Most production AI agents follow a single planned path. Even when they have a plan, they do not stop at each step to consider whether the path is going badly or whether a different branch would be more promising. Belfer described the alternative as Monte Carlo Tree Search-style execution: at each decision point, the agent generates several candidate approaches, evaluates them, prunes the weak ones, and continues down the most promising branch.
His worked example was a coding agent fixing a complex bug that turned out to involve two independent sub-problems, one in the database layer and one in the API. A linear agent tackles them in sequence, taking around eight minutes. A decomposition-aware agent recognizes the independence, dispatches two parallel branches, picks the cheapest viable model for each, validates them independently, and merges. Three minutes for the same output, at lower cost because each sub-problem used a cheaper model.
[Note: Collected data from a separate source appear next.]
PR #374, opened 2026-08-12
[dvsim] Keep the information when a run or a job is killed

LouisTheLuis:
Built on top of #368.

Killing a `dvsim` run used to throw away nearly everything. A second Ctrl+C escaped before the report was written, the simulators kept running afterwards, and a killed job reported no runtime, no memory and no disk footprint, which are exactly the numbers wanted when a test has run away.
- An interrupted run still writes its report, seed manifest and summary. A second Ctrl+C force-kills what is left instead of crashing out.
- Killing a job signals its whole process group. The command `dvsim` runs is a `make` wrapper, so signalling only that left `simv` alive holding its license. Interactive Ctrl+C hid this, because the terminal was doing the killing.
- A killed job's log is now read, so its runtime and simulated time survive.
- Every job reports `peak_rss_mb` and `odir_size_mb` in `report.json`, beside a new `fail_msg` saying why it died. The peak comes from the `wait4()` rusage for a job that finished, otherwise from `VmHWM` across the job's process tree, measured before the job is signalled.
- New `--max-job-mem-gb` kills a single runaway job and lets the rest of the regression finish, with the reason recorded in the report.

### DIFF
--- a/util/dvsim/Deploy.py
+++ b/util/dvsim/Deploy.py
@@ -326,8 +326,12 @@ class Deploy():
             time, unit = get_job_runtime(log_text, self.sim_cfg.tool)
             self.job_runtime.set(time, unit)
         except RuntimeError as e:
-            log.warning(f"{self.full_name}: {e} Using dvsim-maintained "
-                        "job_runtime instead.")
+            # A job that was killed never got to print its runtime, so this is
+            # expected rather than noteworthy. Interrupting a large regression
+            # would otherwise bury the report behind one warning per job.
+            level = VERBOSE if self.launcher.status == "K" else log.WARNING
+            log.log(level, f"{self.full_name}: {e} Using dvsim-maintained "
+                           "job_runtime instead.")
             self.job_runtime.set(self.launcher.job_runtime_secs, "s")
 
         # Extract the tool-reported memory footprint if available.
--- a/util/dvsim/Deploy.py
+++ b/util/dvsim/Deploy.py
@@ -97,6 +97,15 @@ class Deploy():
         # does not report it). For VCS this is the design's
         # "data structure size", not the process's peak resident memory.
         self.job_mem = None
+        # Job's peak resident set size in MB, as measured by dvsim rather than
+        # reported by the tool (None if it could not be measured). This is the
+        # real memory the job occupied, and unlike job_mem it is known even for
+        # a job that was killed before the tool printed its summary.
+        self.job_peak_rss = None
+        # Size of the job's output directory in MB when the job finished (None
+        # if it could not be measured). Measured before any post-run cleanup,
+        # so it reflects what the job actually wrote.
+        self.job_odir_size = None
 
     def _define_attrs(self):
         """Defines the attributes this instance needs to have.
--- a/util/dvsim/Launcher.py
+++ b/util/dvsim/Launcher.py
@@ -268,6 +268,19 @@ class Launcher:
         """Terminate the job."""
         raise NotImplementedError
 
+    def force_kill(self) -> None:
+        """Terminate the job at once, without waiting for it to wind down.
+
+        Invoked when dvsim is force-quit while this job is still running.
+
+        This default implementation simply defers to kill(). That still gives
+        the job a grace period, which is not what a force-quit asks for, but
+        terminating it slowly beats leaving it behind: an abandoned job carries
+        on consuming licenses, memory and disk long after dvsim has exited.
+        Launchers that can terminate a job more abruptly should override this.
+        """
+        self.kill()
+
     def _check_status(self):
         """Determine the outcome of the job (P/F/K if it ran to completion).
 
--- a/util/dvsim/Launcher.py
+++ b/util/dvsim/Launcher.py
@@ -20,6 +20,11 @@ from utils import VERBOSE, clean_odirs, mk_symlink, rm_path
 # fell over before it got going from one that reported a testbench failure
 _EXIT_CODE_FAIL_MSG = "Job returned non-zero exit code"
 
+# Lines kept from the end of a killed job's log when mining it for runtime and
+# simulated time. Every sim_utils parser scans backwards for the last match, so
+# only the end can carry them, and a runaway job's log has no bound.
+_LOG_TAIL_LINES = 10000
+
 
 def find_first_match(lines, patterns, context_lines=5):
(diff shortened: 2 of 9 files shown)


util/dvsim/Deploy.py
```diff
@@ -17,6 +17,10 @@
 from utils import (VERBOSE, clean_odirs, find_and_substitute_wildcards,
                    rm_path, subst_wildcards)
 
+# Tools that check out no license, so their jobs never queue for one and have
+# nothing to wait for before they start.
+_TOOLS_WITHOUT_LICENSE = frozenset({"verilator"})
```
matutem: Maybe add the verible tools, since they can be run with dvsim using a lint_sim_cfg hjson file.

util/dvsim/Deploy.py
```diff
@@ -482,6 +519,10 @@ class RunTest(Deploy):
     target = "run"
     seeds = []
     fixed_seed = None
+
+    # Any UVM report means the simulator has its license, has loaded the design
+    # and is away.
```
matutem: What does "and is away" mean?

util/dvsim/dvsim.py
```diff
@@ -388,6 +388,26 @@ def parse_args():
...
+                      help=('Kill any single job whose peak resident set size '
+                            'grows beyond GB gigabytes. Only that job is '
+                            'killed; the rest of the regression carries on, '
+                            'and the report says why it died. Off by default. '
+                            'Only applicable when launching jobs locally.'))
+
+    disg.add_argument("--run-wait-timeout-mins",
+                      type=int,
+                      metavar="MINUTES",
+                      help=('Give up on a run that has not started simulating '
```
matutem, line 404: Set default value of 0 so you avoid the confusing code around line 826.

util/dvsim/dvsim.py
```diff
@@ -802,6 +822,10 @@ def main():
     LsfLauncher.LsfLauncher.max_parallel = args.max_parallel
     NcLauncher.NcLauncher.max_parallel = args.max_parallel
     Launcher.Launcher.max_odirs = args.max_odirs
+    Launcher.Launcher.max_job_mem_gb = args.max_job_mem_gb
+    if args.run_wait_timeout_mins is not None:
```
matutem: This code is confusing: the if prevents it from running if run_wait_timeout is not None, yet in line 828 you consider None. It seems better for the arg to default to zero (meaning wait forever), and assign unconditionally.

util/dvsim/Launcher.py
```diff
@@ -236,12 +258,75 @@ def kill(self) -> None:
...
+        """
+        status, err_msg = self._check_log_status()
+        if status != "F":
+            return status, err_msg
+
+        if err_msg.message != _EXIT_CODE_FAIL_MSG:
+            return status, err_msg
+
+        license_err_msg = self._find_license_error()
+        if license_err_msg is not None:
```
matutem: What about just "if license_err_msg:"? The query also fails for empty strings or numerical zero, which is good since an empty string has no information.

util/dvsim/Launcher.py
```diff
@@ -236,12 +258,75 @@ def kill(self) -> None:
...
+        if not patterns:
+            return None
+
+        try:
+            with open(
+                self.deploy.get_log_path(),
+                encoding="UTF-8",
+                errors="surrogateescape",
+            ) as f:
+                lines = f.readlines()
```
matutem: It may be better to iterate over f (which gives lines), so that you don't need to read the full log into memory.

util/dvsim/Launcher.py
```diff
@@ -321,6 +407,36 @@ def _find_patterns(patterns, line):
...
+        much it simulated, and it reporting nothing at all.
+        """
+        if self._log_parsed:
+            return
+        self._log_parsed = True
+
+        log_path = self.deploy.get_log_path()
+        try:
+            with open(log_path, encoding="UTF-8", errors="surrogateescape") as f:
+                lines = f.readlines()
```
matutem: Same as above regarding the iterator over an open file.

util/dvsim/LocalLauncher.py
```diff
@@ -5,17 +5,109 @@
...
+    object, which halves the cost of a call made for every running job on every
+    poll. VmHWM sits within the first kilobyte, well inside a single read, so
+    the long CPU and NUMA bitmasks at the end of the file do not matter.
+
+    Returns None if the process has already exited or procfs cannot be read. A
+    process with no memory map of its own, such as a kernel thread, reports no
+    VmHWM at all and also comes back as None.
+    """
+    try:
+        fd = os.open(f"/proc/{pid}/status", os.O_RDONLY)
```
matutem: Use python `with` to open files (i.e. context managers).

matutem (commented):
Some suggestions

util/dvsim/Deploy.py
LouisTheLuis: Took this out after moving everything into the tools' hjson in #368.

util/dvsim/Deploy.py
LouisTheLuis: It means the run is under way and that the design has finished elaboration. In other words, the license is finally being used.

Moved this comment to `vcs.hjson` in #368.

util/dvsim/dvsim.py
LouisTheLuis: I set the default to 180 minutes instead. Probably better.

util/dvsim/dvsim.py
LouisTheLuis: With the default set as before we can avoid the None branch.

util/dvsim/Launcher.py
LouisTheLuis: Fixed.

util/dvsim/Launcher.py
LouisTheLuis: Addressed in #368.

util/dvsim/LocalLauncher.py
LouisTheLuis: Done.

util/dvsim/Launcher.py
LouisTheLuis: Now keeping track of a max of just 10000 lines.

matutem (approved):
LGTM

The decomposition gap is harder to close than the other three because it requires the agent to reason about problem structure inside its own loop, not just at the system boundary. Belfer called it "frontier territory." Most production systems do not close this gap at all, and the ones that try are working at the edge of what is currently practical.
What ties decomposition back to the other gaps is that it applies the same techniques recursively. Validation, contextualization, and latency strategies all become more powerful when the agent can apply them at every node of an internal search tree, not just at the boundary of a single call.
Closing the gaps with Maestro and the Pareto frontier
The optimization problem balloons quickly. Five models, three prompts, four tools, vertical scaling across five thinking budgets, horizontal scaling across three parallel branches with three execution strategies. Belfer's count came to roughly 8,000 configuration points per task. "It's runtime. You can't try everything all at once," he said.
You cannot sweep that space exhaustively at runtime the way you would tune hyperparameters during training. The model lineup changes weekly, prices change, task distributions drift. Belfer framed the Pareto frontier, the set of configurations that represent the best achievable accuracy for a given cost or latency budget, as the right object to optimize against. The goal is not to find a single best configuration but to know the curve and pick the operating point that matches current constraints.
Maestro is AI21's answer. It splits into two phases. At build time, it learns the cost, latency, and success characteristics of different configurations on a given task by running on a small training set. Belfer cited 100 examples for the BrowseComp Plus run. At runtime, given the customer's cost and latency constraints for a specific request, it decides what to run, in what order, when to branch, when to escalate, and when to stop early. As he put it, "the same agent handling the same ticket query can run at very different cost latency points depending on how you answer these four questions."
The principles Belfer laid out at the end of the talk follow from the gaps directly. Optimization should be automatic because developers cannot manually tune every new model release. It should be efficient: you can add overhead in exchange for time saved, but you cannot add time. It should provide visibility into the Pareto curve so teams can pick their operating point. And it should be future-proof, adapting whenever a new model arrives without another round of trial-and-error.